The American Aeronautical Corporation (AAC) was founded in October 1928 by Enea Bossi, located at 730 Fifth Avenue in Port Washington, New York. Its purpose was to build Savoia-Marchetti seaplanes under license. Licenses were acquired for both the S-55 and the S-56 and both were tested at Miller Army Air Field, but only the latter made it to production.

== History ==
The S-56 was first introduced in Italy two years earlier as a three-seat amphibious aircraft powered by air-cooled radial engines in the 90- to 110 hp range. The AAC fitted it with an American Kinner engine. Following on the heels of a boom in the aviation industry in America – largely attributed to Charles Lindbergh’s flight in 1927 – it was among the few foreign designs to be manufactured in the United States under Approved Type Certificates (ATCs) and, at $7,300, was also the first low-priced amphibious aircraft on the U.S. market. The size and price of the vehicle appealed to recreational aviators, despite its difficult handling. On water, the plane lacked a rudder; on ground, the plane only had a non-steerable tail skid (that is: no conventional brakes); and in the air, when the wheels were extended, the added drag complicated the steering.

Thirty-six S-56s were built under ATC A-287, which was awarded on 4 January 1930. The S-56 became the first plane used by the New York City Police Department, which used it to enforce flying regulations, assist with sea rescues, and to chase rum-runners during the Prohibition era. A follow-up design, the S-56B, proved even more successful. ATC A-336, for the S-56B design, was awarded on 11 July 1930. The S-56B included a more powerful 125 hp Kinner B-5 engine and sold for $7,825. Whereas the prices for the S-56 and S-56B were modest for the time, the Great Depression caused sales to drop significantly by 1933. Two original AAC S-56 planes exist today: one of which is on display at the Cradle of Aviation Museum in Garden City, New York.^{(photos)}

In December 1928, the AAC named Captain Hugo (Ugo) Veniero d'Annunzio, son of Gabriele d'Annunzio, as a director and vice president. Captain d'Annunzio had never arrived in the United States in 1917 to supervise the manufacture of Caproni bombing planes at the Fisher Body plant, as an agent of Isotta Fraschini.

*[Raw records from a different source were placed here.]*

PR #3297, opened 2025-11-10
feat(client): analyze storage health

maqi:
### Description

analyze storage health


maqi:
covered by PR https://github.com/maidsafe/autonomi/pull/3299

With a factory already in place in Port Washington, on Long Island, the AAC sponsored the construction of a seaplane base in the town. It was officially dedicated by the striking of a bronze medal on 14 September 1929. The rectangular medal is sized 4 x 2 15/16" (102 x 73mm) and features a one-sided print consisting of a flying boat and an amphibian aloft in the upper-center, a sketch of the projected terminal building at the bottom, a winged male figure at lower left, and at right, the words "Laying of Cornerstone, New York Seaplane Airport September 14th 1929 American Aeronautical Corporation". Prominent speakers at the dedication included Edward P. Warner.

In 1933, the American Aeronautical Corporation facility was purchased by Pan Am and became the base for early survey flights for transatlantic air service.
In 1937, the first regular commercial transatlantic airline service in America started from the facility. International seaplane flights continued into the early 1940s.